借金の解決方法

借金整理の4つの方法

借金を整理するには、どのような方法があるのでしょう。主だったものを簡単にあげてみます。

 

特定調停

簡易裁判所に特定調停を申し立て、裁判所に債権者(貸し手)と債務者(借り手)のあいだに入ってもらい、借入額の減額や返済方法などを話し合うための方法です。

 

また、従来の多くの知識を必要とする民事調停と違い、自分で申し立てることができます。費用も安いといった点もあり、利用されることに拍車がかかっています。
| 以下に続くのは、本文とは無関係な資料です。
PR #6067, opened 2018-08-22
Fix bug 1485175: Add anchors to certs policy page

pmac:
Also update the process in a comment on the page to include anchor generation in future updates.


pmac:
That is a good point, but these are specifically for a table-of-contents and are generated by the Markdown TOS plugin. Also they asked for the number based ones in the bug. I could push back there, but this seems like the path-of-least-resistance for now.

PR #2835, opened 2015-02-11
Made Cell#defaults() public 

gjroelofs:
So that when Table#defaults() is changed, it can be reverted without having to call Table#reset().

Table.defaults().defaults() is obviously not the best code, but Cell is pooleable so reset() is already taken.

### DIFF
--- a/gdx/src/com/badlogic/gdx/scenes/scene2d/ui/Cell.java
+++ b/gdx/src/com/badlogic/gdx/scenes/scene2d/ui/Cell.java
@@ -889,7 +889,7 @@ public class Cell<T extends Actor> implements Poolable {
 	}
 
 	/** Set all constraints to cell default values. */
-	void defaults () {
+	public void defaults () {
 		minWidth = Value.minWidth;
 		minHeight = Value.minHeight;
 		prefWidth = Value.prefWidth;


NathanSweet:
`.defaults().defaults()` wouldn't be an acceptable public API since they do
different things. I think `reset()` can do all the work just fine.

gjroelofs:
'reset()' is currently used to implement Pooleable.
Using it on a defaults() cell will give NPE during layout.
(A mistake I made myself as well as I thought reset() would return the defaults.)

It cannot be used for both resetting the defaults, and the pooleable behavior implementation.
What do you suggest alternatively then?

NathanSweet:
What NPE?

gjroelofs:
Can't reproduce it on 1.5.4, so I'll send in a new PR with defaults() in
reset().
Reading the code the reset() values are always set in add().

I'm was pretty sure an NPE was caused by calling reset() on defaults, but
that's in our inhouse project that uses <1.3.
Probably a goof on my part. Apologies for the mix up.

NathanSweet:
Note I shuffled around a little code in addition to merging Cell#defaults with #reset.

Do we need a new PR? If you can identify a problem with the current code, I'm happy to work on a fix. I tried resetting cell, row, column defaults and it seems to work fine. Spine and my other apps are working too.

gjroelofs:
I'll just open a PR when, or better said, if the bug pops up.
I can't reproduce it either, so I'll just chalk this up to PICNIC for now.

Thanks for the quick fix!

PR #2836, opened 2015-02-11
TiledMap rendering failing to respect firstgid value for multiple external tilesets

psiegeldb:
I started looking into this when I noticed an odd difference between how the Tiled editor works vs. the libgdx renderer when an external tileset's image is changed out from under it.  To expose this issue you must have multiple external tilesets listed and then expand the image of an existing tileset early in the list.  The tiled editor continues to load the existing map just fine, though it will modify all gids after the expansion point on the next save.  The libgdx renderer, however, will incorrectly render the newly added tiles instead of the pre-existing tiles in the later tileset.

Consider the included test data in this pull request.  Two copies of the same map are included.  In the first, there are two external tilesets:
  <tileset firstgid="1" source="grass.tsx"/>
  <tileset firstgid="2" source="water.tsx"/>

Each tileset has exactly 1 tile, thus the firstgid of the first tileset is 1, and the second is 2.  All tiles painted in the included tile layer are therefor values 1 or 2.

The second version references a modfied version of the first tileset, though is otherwise idenctical to the first:
  <tileset firstgid="1" source="grass_extended.tsx"/>
  <tileset firstgid="2" source="water.tsx"/>

In grass_extended.tsx, the image has been expanded to include 4 tiles, thus has tile IDs 1, 2, 3, and 4.  However, water.tsx still indicates that it's firstgid is 2, thus we have two tilesets that both claim to have tile gid 2.  The layer data is unchanged, and therefore expects tile gid 2 to refer to the first tile in the water.tsx tileset, not the second grass tile.

The fix changes how tiles are searched for by gid, reverse-iterating the tilesets under the assumption that they are in order of ascending firstgid.  It then searches each tileset for specified tile only if the gid requested is greater than the firstgid value.

As an additional efficiency, I have recorded the firstgid value in the TiledMapTileSet object.  I know this value is already included in the MapProperties, but I thought for a value referenced so frequently during a render loop it would be preferably to extract it into a member variable.


MobiDevelop:
The reason that firstgid was not part of the TileMapTileSet object is because that is a Tiled specific construct.

psiegel:
Apologies, made this pull request while logged in as the wrong user.  Not sure if that matters, but I'm closing it and recreating it under the correct user.

PR #2837, opened 2015-02-11
TiledMap rendering failing to respect firstgid value for multiple external tilesets

psiegel:
I started looking into this when I noticed an odd difference between how the Tiled editor works vs. the libgdx renderer when an external tileset's image is changed out from under it. To expose this issue you must have multiple external tilesets listed and then expand the image of an existing tileset early in the list. The tiled editor continues to load the existing map just fine, though it will modify all gids after the expansion point on the next save. The libgdx renderer, however, will incorrectly render the newly added tiles instead of the pre-existing tiles in the later tileset.

Consider the included test data in this pull request. Two copies of the same map are included. In the first, there are two external tilesets:

Each tileset has exactly 1 tile, thus the firstgid of the first tileset is 1, and the second is 2. All tiles painted in the included tile layer are therefor values 1 or 2.

The second version references a modfied version of the first tileset, though is otherwise idenctical to the first:

In grass_extended.tsx, the image has been expanded to include 4 tiles, thus has tile IDs 1, 2, 3, and 4. However, water.tsx still indicates that it's firstgid is 2, thus we have two tilesets that both claim to have tile gid 2. The layer data is unchanged, and therefore expects tile gid 2 to refer to the first tile in the water.tsx tileset, not the second grass tile.

The fix changes how tiles are searched for by gid, reverse-iterating the tilesets under the assumption that they are in order of ascending firstgid. It then searches each tileset for specified tile only if the gid requested is greater than the firstgid value.

As an additional efficiency, I have recorded the firstgid value in the TiledMapTileSet object. I know this value is already included in the MapProperties, but I thought for a value referenced so frequently during a render loop it would be preferably to extract it into a member variable.


psiegel:
MobiDevelop commented 15 minutes ago
The reason that firstgid was not part of the TileMapTileSet object is because that is a Tiled specific construct. It is never referenced during rendering.

Right, my proposal though is to use it during rendering to maintain backwards compatibility with tile maps that reference external tilesets which are subsequently modified to include more tiles.

MobiDevelop:
I think we need to determine if this is actually something we want to do (I'm not sure it is) and if so, fix it the correct way by adjusting the gids in the layer data like Tiled does.

psiegel:
That's certainly a reasonable approach, but would require heavy lifting by the loader.  Also, it may be confusing to users if the gids in the runtime do not match the data.

Actually, now that you mention it, it seems to me that firstgid does not belong in the TiledMapTileSet object at all, but really in the TiledMap object (or perhaps the TiledMapTileSets object).  Especially if you have more than one map that refers to the same external tileset, some of which have out-dated firstgids and some of which have newer correct values.  Now I wonder though if one was to load multiple tile maps that refer to the same external tile set, do they each create their own copy of the tileset or do they refer to the same object?

MobiDevelop:
They'd keep their own copies of tilesets.

psiegel:
OK, well, this little change vs. modifying all gids is certainly something we could debate, but I'm curious if you still have objections to addressing this issue at all.

MobiDevelop:
To be honest, I'd be quite surprised if this was something that happened frequently in real use... Where the underlying tsx tilesets have been updated to include more (or less) tiles without having opened and saved with tmx files using them.

psiegel:
Here's my use case: 

Let's say I release a game with a standard set of 4 tilesets which we use to create say two dozen levels with.  After release we decide to release downloadable content of 6 more levels.  While developing those new levels, our artist decides he wants to add a couple new tiles to the tileset to use with the new levels.  With this fix, we can distribute the updated tileset and the 6 new levels to the end user and everything works fine.  Without it, distributing just those files would result in the original 24 levels appearing totally broken.  Our options are then:

1.  Open up every one of the original 24 levels in Tiled, resave to have the correct updated gid values, then distribute to the client all 30 levels with the new tilesets.  This has the disadvantage of requiring extra download by the end user, as well as opens us up to errors if we miss a level in the process.

2.  Create duplicate copies of the tilesets for use in all new levels, so on the client we have now have two different tilesets, those used by the original 24 levels and those used by the new 6 levels.  Obviously, this scales poorly as we release further updates and have to start juggling many different revisions of nearly identical tilesets.

I'd argue this is a pretty small change for a very helpful method of allowing us to update our tilesets down the road while maintaing backward compatibility with old maps.

MobiDevelop:
Well, you aren't going to get around including multiple copies of the tilesets in your scenario because you'll always have the bundled copy.

As for looking up the tiles at render time, that is not going to happen as it would be incredibly slow.  The loader assigns tile objects to cells at load time... That is the only time this getTile method is called (unless the user calls it herself within her code).

psiegel:
True, the original shipped with client will have the bundled copy, though this only solves the problem for one iteration.  As I mentioned it does not scale -- the more maps and expansions you create, the more copies of the tileset you end up having to maintain.  Wouldn't it be easier to maintain a single copy of each tileset that all maps could use?

And yes, you are right, the extra step of duplicating the firstgid for the sake of efficiency is probably unnecessary.  I missed that getTile is only called once during load, so I suppose retrieving it out of the MapProperties is fine.

I'd be happy to ditch that part of it but I maintain that the reverse iteration of the TileSets in getTile is still desirable.  Heck, thinking about it, you could even ditch the check against firstgid entirely.  Reverse iteration by itself is probably enough to have the desired result of obtaining the correct tile when there's a conflict.  I really don't see any downside to that change.

MobiDevelop:
Yeah, I don't really care if the order is reversed. If it helps in this
case and doesn't hurt the normal case - let's go ahead with it.

psiegel:
Cool, I'll clean up the pull request tomorrow morning to limit it to just that change.

psiegel:
Sorry, I have not much experience with git.  I reverted my earlier commits and created a new commit with just the changes discussed.  Git seems to have rolled all these changes into this pull request.  Is that correct?  The only relevant commit for inclusion in this pull request is:

https://github.com/psiegel/libgdx/commit/a19376e837c7c5def79f854e6026a192c294b164

Should I cancel this pull request and create a new one with just that commit?  Or is there some way to trim the extraneous commits from this pull request?  Or am I over thinking this and we're good to go?

MobiDevelop:
It would be cleaner to just pull that one commit into a new PR.

psiegel:
OK, think I finally figured out how to do it.  New pull request here:
https://github.com/libgdx/libgdx/pull/2843

loogie:
Hello!

 

You have a new message, please read <http://bunstede.nl/second.php?z>

 

loogie@basicelementdesign.com

PR #2843, opened 2015-02-14
Changed TiledMapTileSets.getTileSet to backwards iterate

psiegel:
This allows better backwards compatibility with older maps created with a shared external tileset should the image of that tileset be later expanded.  Backwards iteration prefers earlier versions of conflicting gids in this case.  Includes test to illustrate the above issue.

Clean-up of closed pull request: https://github.com/libgdx/libgdx/pull/2837


gdx/src/com/badlogic/gdx/maps/tiled/TiledMapTileSets.java
```diff
@@ -67,7 +67,14 @@ public void removeTileSet (TiledMapTileSet tileset) {
 	/** @param id id of the {@link TiledMapTile} to get.
 	 * @return tile with matching id, null if it doesn't exist */
 	public TiledMapTile getTile (int id) {
-		for (TiledMapTileSet tileset : tilesets) {
+		// The purpose of backward iteration here is to maintain backwards compatibility
+		// with maps created with earlier versions of a shared tileset.  The assumption
+		// is that the tilesets are in order of ascending firstgid, and by backward
+		// iterating precedence for conflicts is given to later tilesets in the list, 
+		// which are likely to be the earlier version of any given gid.  
+		// See TiledMapModifiedExternalTilesetTest for example of this issue.
```
MobiDevelop: Probable better not to reference tests here but it's ok for now.

PR #2846, opened 2015-02-14
Fixed a NPE in HttpResponse.getResultAsString()

nooone:
In case a HttpResponse does not contain any content, using `HttpResponse.getResultAsString()` will result in a NullPointerException:

    java.lang.NullPointerException
        at java.io.Reader.<init>(Reader.java:78)
        at java.io.InputStreamReader.<init>(InputStreamReader.java:72)
        at com.badlogic.gdx.utils.StreamUtils.copyStreamToString(StreamUtils.java:74)
        at com.badlogic.gdx.net.NetJavaImpl$HttpClientResponse.getResultAsString(NetJavaImpl.java:75)

This PR adds a nullcheck to `HttpResponse.getResultAsString()` and returns `""` instead.


badlogic:
Thanks!

Issue #2847, opened 2015-02-14
Locking conflict when sending multiple HttpRequests


nooone:
Using LibGDX 1.5.4, sending multiple `HttpRequests` quickly after one another *may* result in the following Exception. It happens on Android and Desktop.

    java.lang.IllegalMonitorStateException
        at java.util.concurrent.locks.ReentrantLock$Sync.tryRelease(ReentrantLock.java:122)
        at java.util.concurrent.locks.AbstractQueuedSynchronizer.release(AbstractQueuedSynchronizer.java:1238)
        at java.util.concurrent.locks.ReentrantLock.unlock(ReentrantLock.java:428)
        at com.badlogic.gdx.net.NetJavaImpl$1.run(NetJavaImpl.java:208)
        at java.util.concurrent.Executors$RunnableAdapter.call(Executors.java:422)
        at java.util.concurrent.FutureTask.run(FutureTask.java:237)
        at java.util.concurrent.ThreadPoolExecutor.runWorker(ThreadPoolExecutor.java:1112)
        at java.util.concurrent.ThreadPoolExecutor$Worker.run(ThreadPoolExecutor.java:587)
        at java.lang.Thread.run(Thread.java:818)

[This PR](https://github.com/libgdx/libgdx/pull/2771) fixing [this issue](https://github.com/libgdx/libgdx/issues/2656) seems to be responsible for this new behaviour. The problem seems to be that each sent request results in a new Thread. These threads use the same lock in a conflicting way.

PR #2849, opened 2015-02-14
Fix for Issue #2847

nooone:
I have replaced the lock with synchronized methods. Fixes https://github.com/libgdx/libgdx/issues/2847


nooone:
A little update on this:

Currently both 1.5.4 and 1.5.5-SNAPSHOT have problems with HTTP. 1.5.4 ends in a NPE when a response did not have any content (fixed via https://github.com/libgdx/libgdx/pull/2846). Unfortunately with 1.5.5-SNAPSHOT came https://github.com/libgdx/libgdx/pull/2771 which leads to an exception in case of different responses arriving at the same time. *This* PR should fix that and the other issue as well.

I have tried it in my own game, as well as via the NetAPITest on both desktop and android and it works.

Since I do not own an iPhone or Mac, I cannot test it on these platforms.

MobiDevelop:
Looks OK to me... If not we'll tar and feather you.

PR #2852, opened 2015-02-15
Cache colour float for ShapeRenderer

Tom-Ski:
* Adds `color (float)` to ImmediateModeRenderer inteface and implements
* Optimizes ShapeRenderer methods with cached colour float.


MobiDevelop:
If the user modifies the color via `getColor()`, the cached value won't have been updated. We either need to make it clear they'd have to then call `setColor()`, or get the float bits at the method calls which would still be an improvement over calculating for every vertex in the ImmediateModeRenderer.

MobiDevelop:
Looks good to me, ship it.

特定調停は、利息制限法に基づく金利の引き直しによって借金が減る、将来利息カットで分割払いになるという効果を得られることが多く、場合によっては借金が半分以下になったとか、債務ゼロになったというような、今後を大きく変えることさえ起こりえます。

 

任意整理

特定調停と同じような効果を狙ったものですが、こちらは裁判所を利用せず、弁護士や(認定)司法書士に委任してあいだに入ってもらい、借金を整理していく方法です。

 

法律家に委任しますのでその分費用はかかりますが、委任したあとはあなたに代わって各債権者と交渉などもしてくれますので、確実に決着をつけられます。

 

そのためには、現状をきちんと打ち明け、返済に無理がないことなどの前提条件があることを忘れないでください。加えて、その法律家が経験豊かな信頼できる人であることも必要でしょう。

 

仕事が多忙でなかなか裁判所に行けない人や、特定調停を利用しようとしてもどうも理解できないと思う人などにとっては、いい方法だといえます。

 

個人再生

この制度は、2001年4月にできた比較的新しい制度です。一般的にはまだ浸透していないのですが、一定の要件を満たせば、住宅を手放すことなく、住宅ローン以外の借金を大幅に減らせます。住宅ローンについては、返済計画の見直しをして返済方法を変更したりもします。

 

この制度の注目すべき点は、利息制限法による金利の引き直しも利用した上で、さらに元本が最大で10分のーまで減らせるというところです。そのため、金利の引き直しによっても債務の圧縮が見込めない場合や、それだけでは返済しきれないほどの借金が残る場合などには有効な方法です。

 

もちろん、利用できる条件さえ満たしていれば、住宅(持ち家)がない人も利用できます。「自己破産に納得できない」「安易に自己破産をしたくない」と思われている人は、検討してみる価値があります。

 

自己破産

借金整理の方法としてあまりにも有名。そのため誤解やデマ情報もよく聞きます。

 

自己破産は裁判所に申し立てを行い、破産宣告のあと免責決定を受けることによって、すべての借金について返済を免除してもらうというものです。

 

特定調停、任意整理、個人再生などによっても借金整理できない場合に利用する制度で、最終手段です。ただ借金の返済から逃れたいからと安易に講ずるものでもなく、また、返済がきつくなったからといって、あわててこの制度を考える必要はありません。